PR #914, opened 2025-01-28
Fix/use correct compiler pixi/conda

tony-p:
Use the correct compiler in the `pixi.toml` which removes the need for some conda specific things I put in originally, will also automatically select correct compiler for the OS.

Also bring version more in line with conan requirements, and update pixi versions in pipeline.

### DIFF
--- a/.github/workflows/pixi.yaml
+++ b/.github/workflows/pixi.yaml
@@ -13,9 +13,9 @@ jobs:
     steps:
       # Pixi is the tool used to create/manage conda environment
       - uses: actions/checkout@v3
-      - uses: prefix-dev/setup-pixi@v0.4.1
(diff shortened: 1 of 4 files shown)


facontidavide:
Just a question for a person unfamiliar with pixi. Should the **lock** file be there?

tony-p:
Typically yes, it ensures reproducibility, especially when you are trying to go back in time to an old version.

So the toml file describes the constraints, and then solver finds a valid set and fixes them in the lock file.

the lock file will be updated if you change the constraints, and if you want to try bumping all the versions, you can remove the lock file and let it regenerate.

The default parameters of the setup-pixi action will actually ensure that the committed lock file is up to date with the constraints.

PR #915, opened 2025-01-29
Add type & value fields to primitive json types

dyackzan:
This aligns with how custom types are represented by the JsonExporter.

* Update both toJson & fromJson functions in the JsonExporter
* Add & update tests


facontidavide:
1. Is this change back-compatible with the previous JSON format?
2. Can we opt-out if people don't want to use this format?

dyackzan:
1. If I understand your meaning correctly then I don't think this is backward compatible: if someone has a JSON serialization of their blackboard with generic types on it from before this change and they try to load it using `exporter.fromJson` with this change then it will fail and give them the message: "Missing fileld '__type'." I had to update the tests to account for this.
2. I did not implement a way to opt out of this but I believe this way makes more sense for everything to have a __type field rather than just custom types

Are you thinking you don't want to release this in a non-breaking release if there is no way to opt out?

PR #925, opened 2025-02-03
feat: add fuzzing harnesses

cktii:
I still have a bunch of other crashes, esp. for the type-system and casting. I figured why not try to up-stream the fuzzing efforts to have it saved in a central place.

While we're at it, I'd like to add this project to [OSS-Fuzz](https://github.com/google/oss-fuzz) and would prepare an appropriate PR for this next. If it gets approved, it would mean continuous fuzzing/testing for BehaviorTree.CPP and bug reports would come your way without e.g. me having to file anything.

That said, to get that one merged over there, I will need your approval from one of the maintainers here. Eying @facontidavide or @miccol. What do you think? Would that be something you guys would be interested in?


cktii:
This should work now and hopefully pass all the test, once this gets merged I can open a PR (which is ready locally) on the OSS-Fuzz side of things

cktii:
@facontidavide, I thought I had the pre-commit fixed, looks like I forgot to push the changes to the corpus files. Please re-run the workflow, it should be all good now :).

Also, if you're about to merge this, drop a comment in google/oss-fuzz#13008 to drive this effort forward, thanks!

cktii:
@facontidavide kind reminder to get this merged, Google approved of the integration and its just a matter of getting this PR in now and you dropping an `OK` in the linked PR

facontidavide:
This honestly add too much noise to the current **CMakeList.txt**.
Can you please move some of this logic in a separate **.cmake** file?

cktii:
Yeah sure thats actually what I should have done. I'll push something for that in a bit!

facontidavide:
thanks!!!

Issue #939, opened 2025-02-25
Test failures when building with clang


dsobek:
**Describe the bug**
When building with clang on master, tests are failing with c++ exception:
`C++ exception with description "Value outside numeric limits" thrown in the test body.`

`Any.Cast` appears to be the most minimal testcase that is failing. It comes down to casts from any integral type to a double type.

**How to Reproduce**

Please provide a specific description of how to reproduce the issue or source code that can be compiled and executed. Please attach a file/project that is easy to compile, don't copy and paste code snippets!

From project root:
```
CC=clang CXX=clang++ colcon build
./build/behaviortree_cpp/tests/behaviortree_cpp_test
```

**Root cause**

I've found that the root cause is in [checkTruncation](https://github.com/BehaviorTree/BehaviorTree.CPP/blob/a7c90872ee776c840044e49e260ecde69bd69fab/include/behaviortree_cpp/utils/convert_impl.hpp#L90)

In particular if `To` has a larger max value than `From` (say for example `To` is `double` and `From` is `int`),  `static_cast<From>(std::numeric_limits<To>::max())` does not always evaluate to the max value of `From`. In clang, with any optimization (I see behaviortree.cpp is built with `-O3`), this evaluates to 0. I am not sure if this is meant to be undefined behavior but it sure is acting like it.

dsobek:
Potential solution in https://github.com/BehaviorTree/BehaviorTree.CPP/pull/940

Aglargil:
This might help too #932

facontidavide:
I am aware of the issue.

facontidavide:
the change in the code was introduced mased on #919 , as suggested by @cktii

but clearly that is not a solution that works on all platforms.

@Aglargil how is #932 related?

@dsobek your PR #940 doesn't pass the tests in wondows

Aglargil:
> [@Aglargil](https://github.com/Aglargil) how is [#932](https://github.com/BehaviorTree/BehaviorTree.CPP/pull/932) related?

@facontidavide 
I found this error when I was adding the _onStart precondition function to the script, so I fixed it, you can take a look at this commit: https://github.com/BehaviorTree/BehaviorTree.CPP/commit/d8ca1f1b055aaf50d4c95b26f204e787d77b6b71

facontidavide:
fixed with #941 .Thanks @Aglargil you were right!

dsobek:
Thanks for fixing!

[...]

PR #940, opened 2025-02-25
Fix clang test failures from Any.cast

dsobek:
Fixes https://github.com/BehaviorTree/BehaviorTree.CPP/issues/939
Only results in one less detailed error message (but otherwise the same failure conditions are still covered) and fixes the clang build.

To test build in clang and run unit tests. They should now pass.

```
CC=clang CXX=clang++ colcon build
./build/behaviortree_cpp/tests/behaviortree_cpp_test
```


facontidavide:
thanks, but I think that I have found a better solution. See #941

# Work instructions
What number of lines above include the string "something"? State it and nothing else.

# Your solution
2